• _Work order_
Of the lines listed below, return exactly those that run from the line containing "MusicAgent also lacked" through the line containing "Source ingestion remains", both included.

Stored data:
PR #2072, opened 2026-08-26
Restore BandChat topology correctness coverage

aeplay:
🤖 ## Stack

This reconstructs and supersedes #1846 on top of #2056 and the merged deterministic fault scheduler from #2066.

## Before

BandChat had unit-level permission coverage, but its stale topology draft no longer ran against the current runtime. It did not reliably prove concurrent app activity, offline replay, bounded reconnect behavior, or authorization after membership revocation. Its reaction policy also allowed a revoked member to mutate reactions on previously learned message IDs.

## After

The maintained browser/core topology runs real BandChat query and mutation shapes through concurrent messages, reactions, an attachment, offline replay, bounded projection across reconnect, and membership revocation. Reaction insertion and deletion require self-authorship, a referenced message in the same room, and current membership; updates remain denied.

## Examples

- Two members concurrently send messages and reactions while an attachment is published; the final projected room state contains each admitted operation exactly once.
- A disconnected client writes locally, reconnects, and receives settlement through the real edge/core topology.
- After membership removal, the former member cannot add a new reaction or delete an existing reaction, even when it retained the message ID.
- A client cannot forge another author's reaction.

## Invariants and non-goals

- Current membership, not merely prior knowledge of a row ID, gates future room authority.
- Child references remain correlated to the same room.
- Projection bounds survive reconnect; the test does not require shipping the complete child collection.
- This PR adds topology receipts; it does not introduce new application semantics or a new fault-scheduler path.

## Verification

- Canonical test-artifact build and clean-tree freshness preflight
- BandChat typecheck
- Permission receipt: 1/1
- Focused Chromium topology: 2/2
- Independent adversarial review planted forged-author and post-revocation authorization regressions; both failed at the intended assertions and were restored cleanly.


aeplay:
🤖 Superseded by #2155. GitHub automatically closed this stacked PR when its merged base branch was deleted; the reviewed head is unchanged and #2155 retargets it to `main`.

Issue #2069, opened 2026-08-26
perf thesis: policy-aware point reads scale with policy result, not table size


aeplay:
## Thesis

A policy-aware Local point read bounded by row UUID should scale with the target row and the bounded policy evidence needed to authorize it, not with the outer table size or unrelated policy-relation rows.

For indexed `exists` policies, reusable policy graphs should use available equality/relationship access paths at Local durability while preserving the normalized final predicate and session binding semantics.

## Motivation

An adopter-shaped persistent RocksDB harness observed a 10-80x session tax on point reads with owner and membership-`exists` policies, while some list/filter reads were faster through the session path. Current mechanism tests also deliberately record Global policy index probes while expecting Local policy evaluation to fall back to full scans. That suggests a durability-specific access-path gap rather than unavoidable policy evaluation cost.

## Anonymized workload

Add a public microbenchmark derived from W1-style schemas, without customer names or identifiers:

- `documents`: UUID primary key, indexed owner/ref/status fields;
- `memberships`: indexed principal and container/ref fields;
- direct owner policy: `owner = session.user_id`;
- relationship policy: `exists memberships where membership.container = document.container AND membership.principal = session.user_id`;
- backend and session controls;
- fixed one-row result at 10k and 100k outer rows;
- independently vary membership-table cardinality and selectivity;
- memory and RocksDB receipts where practical.

## Correctness invariants

- Hidden rows remain hidden; a primary-key candidate must not bypass policy evaluation.
- Session claims retain their declared/coerced types, including nullable references.
- Reusable policy graphs remain valid across repeated probes and relevant row/policy-evidence transitions.
- Local/Ahead winner semantics remain unchanged.

## Measurements

- wall time for backend versus session point reads;
- source full scans, index probes, candidate rows, and returned rows;
- cold graph construction separated from repeated graph reuse;
- wall-time flamegraph/instruction/memory data on CodSpeed when the benchmark shape is stable.

## Acceptance / rejection

Supported if warm Local session point-read latency and examined candidates are approximately independent of unrelated outer-table and membership-table size, apart from index traversal and actual policy evidence.

Rejected if either source hydrates unrelated rows or rebuilds a table-sized policy graph per point read. A rejection should identify the exact lowering/runtime phase before optimization.

## Relationship to existing theses

- #1962 covers ordinary indexed bounded reads.
- #1965 covers indexed `ORDER BY ... LIMIT`.
[...]

PR #2073, opened 2026-08-26
bench: expose policy point-read amplification

aeplay:
## Before

`owner_filter_diagnostic` used a test-only seed/finalize plus close/reopen lifecycle and only broad Global owner-filter cases. On current runtime semantics that lifecycle produced no current rows, so it could not measure the adopter-reported policy tax on a one-row query.

## After

The diagnostic now:

- seeds through the ordinary public batched transaction API;
- installs an explicit provider `user_id` claim rather than conflating provenance identity with application identity;
- keeps setup outside measured phases;
- compares an indexed one-row Local read under System authority with the identical identity-policy read;
- retains broad owner, ordered, and limited controls;
- exposes authorized-set cardinality independently from total table size.

At 10k outer rows, the one-row System control performs 2 logical reads in ~0.9 ms. With 500 authorized owner rows, the identical point result performs 1,002 logical reads in ~10 ms. With 5,000 authorized rows it performs 10,002 logical reads in ~156 ms. This rejects the thesis that policy-aware point reads are bounded by the requested candidate.

## Invariants and non-goals

- Exact row counts are asserted before emitting a receipt.
- The final owner policy remains authoritative; this commit changes only the diagnostic.
- No performance fix or adopter-testable checkpoint is claimed yet.
- Correlated membership/`exists` policy coverage is follow-up work in #2069.

## Testing

- `dev/gates/benchmark-smoke.sh jazz owner_filter_diagnostic`
- pre-commit clippy, sensitive-data guard, and rustfmt

Tracks #2069. Stacked on #2027 because it measures access paths introduced and corrected there.


aeplay:
🤖 Closing as superseded historical diagnostic work. Thirteen of this branch's sixteen commits were carried into the later performance integration branch, and the policy point-read proof it tracked was addressed by #2120 / closed issue #2069. The remaining commits are benchmark diagnostics rather than a current implementation dependency; if the regression reappears, port the receipt afresh onto `main` rather than reviving this stale stack.

PR #2075, opened 2026-08-26
Serialize concurrent streaming publication

aeplay:
🤖 ## Before

Two streamed writes could ingest their sources concurrently and then call the shared WASM runtime's `upload.finish()` concurrently. On the single-threaded WASM evaluator this wedged both publications and later shutdown indefinitely. The equivalent NAPI path completed, which let weaker or stale native-only coverage hide the browser/default-runtime bug.

MusicAgent also lacked current public-app receipts for streaming transcript/tool rows, exact binary attachment contents, cancellation, and concurrent streamed turns.

## After

Source ingestion remains concurrent. Only the shared native finalization/publication boundary is FIFO-serialized per owner runtime, including across schema views. Every queue slot releases in `finally` on success or failure. Ordinary mutations and NAPI behavior are unchanged.

MusicAgent now runs the same two concurrent streamed turns through the public store API and verifies persisted transcript, tool output, exact Bytea payload, and cancellation without publication.

## Examples

- Two assistants stream turns concurrently. Both producers can yield chunks together; publication finishes first turn then second turn, and both rows become locally durable.
- If a producer throws, its staged upload aborts and releases its publication slot; a following stream can finish.
- Cancelling an attachment stream rejects and publishes no attachment row.

## Invariants and non-goals

- Serialization is scoped to one owner runtime, not global across databases.
- Registered schema views share the same publication queue.
- Only `upload.finish()` is queued; source reads and pushes remain concurrent.
- This does not change ordinary insert/update semantics or the NAPI ABI.

## Verification

- Concurrent child watchdogs: NAPI and WASM 2/2
- Native runtime streaming/cancellation suite: 12/12
- MusicAgent Jazz/WASM suite: 5/5
- MusicAgent TypeScript build and Jazz Tools runtime/RN typecheck
- Canonical NAPI and WASM artifact provenance: fresh
- Independent adversarial review confirmed owner scoping, failure release, cancellation, and unchanged NAPI behavior; removing the finalization gate restores the deterministic WASM timeout.


aeplay:
🤖 Superseded by #2109. #2075 accumulated unrelated stack work; the replacement retains only the owner-runtime streaming-finalization behavior and focused sensitivity-tested receipts on current `main`.

Issue #2087, opened 2026-08-26
Define applyDiffs semantics in transactions, branches, and attributed sessions


aeplay:
🤖 `Db.applyDiffs` currently accepts only root/database identity and explicitly rejects transaction, branch-view, and attributed/session contexts.

The first public partial-value DSL can safely expose root-context page-relative text/byte splices and JSON edits, but extending it requires a deliberate answer to three coupled questions:

- Within a transaction, should staged diffs compose against the transaction view and commit atomically with ordinary row updates?
- On a branch/view, which version/root is the splice coordinate space relative to, and how should consolidation preserve branch semantics?
- For attributed/session writes, which author/admission identity must flow through the low-level partial-update boundary?

The implementation must not silently fall back to root/SYSTEM identity or bypass the caller’s branch/transaction view. Design this as a follow-up to the root-context DSL reconstruction; until then those contexts should fail explicitly and be documented as unsupported.

Relevant work: #1833 (old draft), its current-main replacement (to be linked after creation), and #1839 for demand propagation.

aeplay:
🤖 The current-main root-context implementation is now visible in #2088. This issue is the explicit follow-up boundary; #2088 must continue failing unsupported contexts rather than silently changing identity/view semantics.

PR #2088, opened 2026-08-26
Add the large-value query and applyDiffs DSL

aeplay:
🤖 Reconstructs and supersedes #1833 on the current stack. It exposes one high-level TypeScript API for reading and editing part of a large value without restoring removed low-level binding helpers.

## Example: read only the needed part

```ts
const textPage = { from: 4, to: 124 }; // UTF-16 offsets, matching JavaScript strings

const [document] = await app.documents
  .where("id", documentId)
  .select({
    title: true,
    body: textPage,
    attachment: { from: 1_000_000, to: 2_000_000 },
    metadata: { at: "/chapters/11/title" },
  });
```

The returned fields are ordinary JavaScript values: a string page, a byte range, and the JSON value at the RFC 6901 pointer. The native runtime emits exactly one bounded projection per selected field rather than also materializing the complete value.

## Example: replace and diff columns atomically

```ts
await db.update(
  app.documents,
  documentId,
  {
    title: "Revised document", // complete primitive replacement
  },
  {
    applyDiffs: {
      body: {
        within: textPage,
        splices: [{ at: 3, delete: 1, insert: "new text" }],
      },
      attachment: {
        within: { from: 1_000_000, to: 2_000_000 },
        splices: [{ at: 4, delete: 3, insert: replacementBytes }],
      },
      metadata: {
        edits: [{ op: "set", at: "/chapters/11/title", value: "Finale" }],
      },
    },
  },
);
```

The replacement and every diff commit as one atomic update. A column may appear in either the replacement map or `applyDiffs`, never both. Typed tables reject overlap in TypeScript; the runtime also rejects it universally.

For a diff-only update, pass an empty replacement map:

```ts
await db.update(app.documents, documentId, {}, {
  applyDiffs: {
    body: {
      within: textPage,
      splices: [{ at: 3, delete: 1, insert: "new text" }],
    },
  },
});
```

There is deliberately no separate public `Db.applyDiffs` method. Whole-column replacement and partial edits are two representations within the ordinary update operation.

Splice positions are relative to the selected page. Text uses UTF-16 offsets by default so positions match JavaScript string indexing; explicit UTF-8 variants are also supported.

## Runtime boundary

TypeScript validates and lowers the typed selection or update. NAPI/WASM dispatch it to Jazz, which validates the schema-derived value kind and commits all replacements and diffs atomically. UTF-16 conversion descends through the tree with stored metrics and applies the edit tail without materializing or scanning the entire prefix.

Session writes require the runtime's exact canonical author. Transaction, branch, differently attributed, or different-author contexts currently fail closed; their desired semantics are tracked in #2087.

Exact per-terminal chunk-demand propagation remains #2090. The API works now; that issue is an evaluation-efficiency follow-up.

## Evidence

- runtime declarations and React Native typechecks;
- focused adapter, in-memory, native-runtime, and typed-fixture tests;
- compile-time and runtime receipts for replacement/diff overlap;
- Rust receipts for non-BMP UTF-16 offsets, edit-tail traversal, schema-kind rejection, and mixed-update rollback;
- canonical NAPI/WASM artifact verification;
- planted regressions for dispatch, duplicate projections, TypeScript inference, author binding, UTF-16 boundaries, and schema-kind checks;
- independent adversarial review after repair cycles.


aeplay:
🤖 Approved by Anselm.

• _Solution for this task_
MusicAgent also lacked current public-app receipts for streaming transcript/tool rows, exact binary attachment contents, cancellation, and concurrent streamed turns.

## After

Source ingestion remains concurrent. Only the shared native finalization/publication boundary is FIFO-serialized per owner runtime, including across schema views. Every queue slot releases in `finally` on success or failure. Ordinary mutations and NAPI behavior are unchanged.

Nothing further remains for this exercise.